Data records:
----

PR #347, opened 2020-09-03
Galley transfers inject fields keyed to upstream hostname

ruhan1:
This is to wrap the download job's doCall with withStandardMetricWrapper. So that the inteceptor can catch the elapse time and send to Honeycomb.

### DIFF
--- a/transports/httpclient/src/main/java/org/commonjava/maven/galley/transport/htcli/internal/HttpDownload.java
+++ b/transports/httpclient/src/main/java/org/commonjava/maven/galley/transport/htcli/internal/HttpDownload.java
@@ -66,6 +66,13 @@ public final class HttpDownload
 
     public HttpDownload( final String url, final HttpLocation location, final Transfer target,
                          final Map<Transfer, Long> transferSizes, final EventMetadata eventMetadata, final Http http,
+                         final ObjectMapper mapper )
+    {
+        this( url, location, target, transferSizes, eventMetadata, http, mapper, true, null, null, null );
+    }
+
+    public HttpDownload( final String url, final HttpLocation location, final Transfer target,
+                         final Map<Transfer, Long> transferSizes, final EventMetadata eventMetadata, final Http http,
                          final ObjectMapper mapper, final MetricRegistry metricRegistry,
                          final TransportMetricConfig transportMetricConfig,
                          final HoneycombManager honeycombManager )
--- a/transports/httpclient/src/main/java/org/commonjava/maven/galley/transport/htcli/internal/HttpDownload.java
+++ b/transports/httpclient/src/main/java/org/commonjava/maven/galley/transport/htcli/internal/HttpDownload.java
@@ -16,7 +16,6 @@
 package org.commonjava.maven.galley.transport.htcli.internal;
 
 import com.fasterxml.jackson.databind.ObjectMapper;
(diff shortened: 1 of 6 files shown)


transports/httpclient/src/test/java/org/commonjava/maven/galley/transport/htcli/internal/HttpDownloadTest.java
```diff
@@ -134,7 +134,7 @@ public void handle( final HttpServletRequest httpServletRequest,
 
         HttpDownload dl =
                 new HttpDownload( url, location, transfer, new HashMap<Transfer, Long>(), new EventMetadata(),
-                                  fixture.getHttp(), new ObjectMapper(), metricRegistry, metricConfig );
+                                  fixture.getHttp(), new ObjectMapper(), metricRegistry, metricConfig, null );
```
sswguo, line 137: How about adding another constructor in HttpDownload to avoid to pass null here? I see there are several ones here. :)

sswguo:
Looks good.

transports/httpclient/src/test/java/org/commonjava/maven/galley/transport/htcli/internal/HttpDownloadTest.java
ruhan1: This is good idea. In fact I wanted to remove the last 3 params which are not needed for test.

----

WHAT TO PRODUCE →
Go through the entries above and pull out each line with "location" in it.

SOLUTION FOR THIS EXERCISE →
     public HttpDownload( final String url, final HttpLocation location, final Transfer target,
+        this( url, location, target, transferSizes, eventMetadata, http, mapper, true, null, null, null );
+    public HttpDownload( final String url, final HttpLocation location, final Transfer target,
                 new HttpDownload( url, location, transfer, new HashMap<Transfer, Long>(), new EventMetadata(),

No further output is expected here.